← millrace millrace ↗
the inference server

One language, socket to logits

The millrace server is a from-scratch, pure-Mojo GPU inference engine for Qwen2.5 (0.5B and 3B) on Apple Silicon, served over an OpenAI-compatible HTTP API. Every GPU kernel — matmul, attention, RMSNorm, RoPE, SwiGLU, the int4 dequant path — is hand-written in Mojo, reaching Apple's simdgroup_matrix units through AIR external_call. There are no C++, CUDA, or Metal-shader GPU dependencies, and no Python or MAX on the request path.

Goal

Own the whole inference path in one language. Most local-LLM stacks are a thin scripting layer over a C++/Metal core (MLX) or a C/C++ engine (llama.cpp via Ollama). millrace instead writes the transformer forward pass — and every kernel it runs on — by hand in Mojo, on Apple's Metal GPU, with a small, readable codebase.

It's a learning/research engine, and honest about the trade. The mature frameworks are faster; on an M4 the 3B at 4-bit decodes ~18 tok/s vs ~50 for MLX and Ollama. That gap — per-token Metal dispatch overhead on decode, and a Mojo simdgroup_matrix ceiling on prefill GEMM — is the interesting part, and it's documented with raw numbers rather than hidden.
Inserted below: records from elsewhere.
PR #3540, opened 2026-06-19
codex: limit ungrouped spaces to two columns on landing page

theletterf:
## Why

The Codex landing grid uses 3 columns for all items. When the number of ungrouped spaces doesn't divide evenly into 3, a lone card at the end of a row leaves two empty slots — a visually jarring gap.

## What

The outer grid is reduced from `lg:grid-cols-3` to `md:grid-cols-2`. Ungrouped cards now flow in a 2-column layout, so an odd orphan leaves at most one empty slot. Groups with 2+ docsets are promoted to `col-span-full` (they fill both outer columns), while their internal card grid still renders up to 3 columns inside the group box — so group density is unchanged.


theletterf:
@reakaleek

reakaleek (approved):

The payoff is a stack with no external GPU libraries that you can read end to end, and your data never leaves the machine.

Design

Implementation

The engine is a small Mojo library: GPU kernels in kernels.mojo, the model in model.mojo, a byte-level BPE tokenizer, chat templating, and the HTTP server.

prompt ─▶ jinja2.mojo template ─▶ BPE tokenizer ─▶ Qwen2 model (GPU/Metal) ─▶ tokenizer ─▶ text
                                                  │  embed → N decoder layers → norm → tied LM head
                                                  │  (RMSNorm · GQA attn + RoPE · SwiGLU · KV cache)
                                          weight loader: safetensors ─▶ bf16 on device

The forward pass

Each decoder layer is the standard Qwen2/Llama pre-norm block: RMSNorm → Q/K/V projections (Q/K/V carry a bias; Qwen2-specific) → RoPE → causal grouped-query attention (7 query heads per KV head) → output projection, then RMSNorm → SwiGLU MLP (down(silu(gate(x)) · up(x))), each with a residual add. The head reuses the embedding matrix as a tied LM head. The hand-written Metal kernels: embed, rmsnorm, matmul (y = x·Wᵀ + b), silu_mul, and attn_cached (RoPE + causal GQA over the KV cache).
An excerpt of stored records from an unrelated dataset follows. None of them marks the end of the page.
PR #3615, opened 2026-07-06
Absorb website-search-data: essc and search contract move in-repo

Mpdreamz:
## Why

`website-search-data` was originally abstracted out of docs-builder to share a search API layer with `elastic/website-search`. That API layer has since been deleted, and website-search is TypeScript — it consumes the Elasticsearch indices, not the .NET contract package. With no external consumer left, keeping `essc` and the contract in a separate repository only forced release coordination across two repos for what is effectively one system.

## What

Moves the two remaining website-search-data projects in-repo (plain copy of its `main` @ `34989e8`, no history graft):

- **Search contract** — `Elastic.Internal.Search.Contract` becomes `src/services/search/Elastic.Documentation.Search.Contract`, consumed as a ProjectReference by `Elastic.Documentation` and the search service. NuGet publishing is dropped; the package freezes at 0.12.0 on nuget.org. `IndexTimeSynonyms` moves into the contract so the Markdown exporter uses it directly instead of a hardcoded copy behind a "keep in sync" comment.
- **essc** — lands at `src/tooling/essc`, keeping its `Elastic.SiteSearch` identity. Distribution is container-only: `ghcr.io/elastic/website-search-essc`, built and smoke-tested by the existing `publishcontainers` / run-container pipeline (replaces `ghcr.io/elastic/website-ai-search-essc`; the 4-RID GitHub-release binaries are discontinued).
- **Tests** — `Elastic.SiteSearch.Tests` (TUnit / Microsoft.Testing.Platform) joins `tests/`. Since VSTest's `dotnet test` hard-errors on MTP-only projects under the .NET 10 SDK, the xunit injection in `tests/Directory.Build.props` is guarded behind `UseTUnit` and the project runs via `dotnet run` in the unit-test target.
- **User secrets** — one shared `docs-builder` store replaces the GUID store and essc's separate store; Elasticsearch settings normalize to `Parameters:ElasticsearchUrl` / `Parameters:ElasticsearchApiKey` (env var names unchanged). CI now sets the `Parameters:`-prefixed keys the fixtures actually read — previously the fetched credentials never reached the integration tests, so those tests now talk to the real readonly cluster for the first time.
- Package versions reconcile to the highest of both repos (Elastic.Mapping/Ingest 0.49.0, Spectre.Console 0.55.0, TUnit 1.19.74).

Note for deploys: absorbing contract `main` includes the post-0.12.0 relevance/mapping changes, so the mapping hash changes and indices recreate on the next docs publish. Existing developers need two one-time local migrations (secrets store renames) — documented in `docs/development/essc.md` and `aspire/README.md`.

Follow-ups: archive `elastic/website-search-data`; repoint consumers of the old essc image; restore the parked probe-mode search code now that `SearchQueryComponents` is in-repo.


Mpdreamz:
discussed today with @reakaleek merging this one in.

Loader, tokenizer, templating — all hand-written

Decode & the KV cache

Prefill runs the whole prompt in one GPU pass; each step then appends one position to a single-sequence, GPU-resident KV cache. Keys are RoPE-rotated once on write, so a decode step costs O(positions), not O(T²). Only token ids cross back to the host — tokenization and the argmax/sampler stay on-device. Sampling (repetition penalty → temperature → top-k → top-p) matches HF's logits processors; greedy is the default and the verifiable one.

int4 & serving

Setting QWEN_Q4=1 loads the projection weights as group-128 int4 (embedding/LM head stay bf16): on the 3B, ~2× faster decode GEMVs and ~4× smaller projection weights at ~84% top-1 agreement with bf16. The OpenAI-compatible server runs on flare's kqueue reactor — GET /v1/models, POST /v1/chat/completions, and POST /v1/responses, with request params, a usage block, and SSE streaming. opencode drives it directly.

Verified, every step

Each phase ships behind a conformance gate against the CPU oracle: attention+RoPE matches to ≤ 8.4e-6, matmul is bit-exact, the tokenizer is byte-identical, and end-to-end greedy generation is token-for-token identical to HuggingFace — "What is the capital of France?" → The capital of France is Paris., all eight ids matching. Kernel-optimization work (coalesced GEMV, warp-per-row RMSNorm, flash-style attention, bf16-resident weights) took 0.5B decode from ~11 to ~26 tok/s on an M4, with long context now improving per-token throughput.